The GastroData Study

Visit

 

www.gastrodata.org

 

for detailed information on the GastroData project. The project envisages a Retrospective study (now completed and covering the years 2017 and 2018) and a Prospective study (currently ongoing and covering the years 2019 and 2020).

 

The findings of our Retrospective study are going to be published soon in Annals of Surgery (2020)

 

G L Baiocchi, S Giacopuzzi, D Reim, G Piessen, P Matos da Costa, J V Reynolds, H-J Meyer, P  Morgagni, I Gockel, L Lara Santos, L S Jensen, T Murphy, D D’Ugo, R Rosati, U Fumagalli Romario, M Degiuli, W Kielan, S Moenig, P Kołodziejczyk, W Polkowski, M Pera, P M Schneider, B Wijnhoven, W O de Steur, S S Gisbertz, H Hartgrink, J W van Sandick, M Botticini, A H Hoelscher W Allum, G De Manzoni. "Incidence and Grading of Complications after Gastrectomy for Cancer Using the GASTRODATA Registry.
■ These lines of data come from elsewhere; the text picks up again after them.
PR #3335, opened 2026-06-28
feat(multitable): T9-W Tier 3 (U-3) un-create runtime (default-off)

zensgit:
Implements the ratified Tier 3 design-lock (#3325) — reverting a field/view config `create` revision **un-creates** (drops) the entity it created. **Default-off** (`MULTITABLE_ENABLE_CONFIG_UNCREATE`); inert until a runbook enables it. Per-revision, not PIT-bulk.

### Locks → code (U3-L1..L8)
- **isSupportedUncreate** (pure; field/view `create` only) — `classifyRevert` stays pure; sheet_config/permission creates still 422.
- **dropFieldCascade / dropViewCascade** — the forward `DELETE /fields|/views` sinks extracted txn-parameterized and **shared**. Forward routes call them with `source='mutation'` (behavior-preserving — response/error handling unchanged); un-create calls them with `source='restore'` + `restored_from_id`. Field cascade = delete field + auto-number seq + `meta_links` + strip column from every `record.data` + order-shift + per-view config cleanup, one `batchId`.
- **Opaque HMAC `planHash`** identity (disjoint `config-uncreate-preview`) — binds entity-alive + cascade view-id set + order-shift set + column-data-presence **server-side only** (never claims/response). HMAC-keyed (the ~1-bit presence input would be brute-forceable under a plain hash in the decodable JWT). Excludes cosmetic config → no benign-rename false-409. Execute recomputes under `FOR UPDATE` → one **generic `PLAN_DRIFT`**.
- **Undisclosed no-oracle preview** (no counts, no raw plan); flag + entity-cap (`canManageFields`/`canManageViews`) + typed `confirm:'uncreate'` + single-txn atomicity; realtime parity with forward delete.

### Goldens (12, real-DB, registered in `plugin-tests.yml`)
(a) flag-off 403 · (b) field perm via view-only actor 403 · (c) happy field un-create (full cascade + one `batchId` + `source='restore'` delete-rev) · (d) happy view un-create · (e) **forward-delete parity** (shared cascade, `source='mutation'`) · (f) **plan-drift → one generic `PLAN_DRIFT`** (new view-ref / new column data / new trailing field) · (g) **no benign-rename false-409** · (h) **token/response opacity** · (i) **no-oracle no-count** · (j) typed-confirm · (k) **single-txn atomicity rollback** · (l) audit delete-rev.

### Gate before enabling the flag
Watch goldens (c)/(k) (destructive write + atomicity) in CI; flag-on live smoke before any rollout. Tier 4 undelete / permission-revert remain out (each its own design-lock).


zensgit:
**Both Mediums + the precision note are resolved as of the current head `aceb878b5`** (the review above is pinned to `823789ea3`, the commit *before* the fix — a refresh should pick it up). The only commit since `823789ea3` is the fix; the un-create real-DB suite is **green in CI** (`✓ multitable-uncreate-config-realdb.test.ts (15 tests)`).

- **Medium 1 (sheet-consistency guard)** → golden **(m)** `sheet-consistency guard: a revision whose entity lives on ANOTHER sheet → 400 INVALID_REVISION, zero drops` (test file line ~394). Seeds a malformed `create` revision recorded under one sheet but pointing at a field on another → execute `400 INVALID_REVISION`, field + column data untouched. Guard runs before the planHash verify, so the token is moot.
- **Medium 2 (atomicity overclaim)** → golden **(n)** `late-cascade atomicity: a failure at the column-strip (AFTER field+links delete) rolls the WHOLE cascade back` (line ~410) forces the failure at `UPDATE meta_records` (after `DELETE meta_fields` + `DELETE meta_links`) and asserts `meta_links` is restored. **(k)** renamed to `early-drop atomicity` so neither test overclaims.
- **Precision note** → dev-verification MD now states column-data drift fires only when `columnDataPresent` flips **false→true** (the coarse no-oracle bit), not on every value change. (f)(ii) already tests exactly that flip.

Default-off flag unchanged. Happy to walk through any of the three on `aceb878b5`.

A European Retrospective Observational Study." Annals of Surgery (2020). DOI: 10.1097/SLA.0000000000004341

 

The GastroData Project: Goals and Steps

 

Perioperative complications influence long- and short-term outcomes after gastrectomy for gastric cancer. The absence of a standardized system for defining and recording complications and quality measures after gastric resection has generated a wide variation in evaluating their impact on critical outcomes such as mortality, morbidity, early cancer recurrence, survival, readmission rates, length of hospital stay, costs and resource utilization, and quality of life.

 

To address this issue, in 2015 a group of European surgeons belonging to the European Gastric Cancer Association (ECGA) launched the project International Consensus on a Complications List after Gastrectomy for Cancer .

 

The newly established Gastrectomy Complications Consensus Group (GCCG) comprises 34 specialist gastric cancer surgeons from 13 European countries reflecting different health systems. Delphi surveys and group meetings were used to achieve a consensus on stardardized methods for defining complications and quality measures that can be collected in institutional databases and national audits.

 

In 2017, the first step of the project has delivered a consensus on a comprehensive list of items, including the name and definition of each complication. The proposed list of 27 defined complications, published in Gastric Cancer (2018, click here to download the article), represents the first step in developing an essential clinical tool for postoperative assessment of gastric cancer patients.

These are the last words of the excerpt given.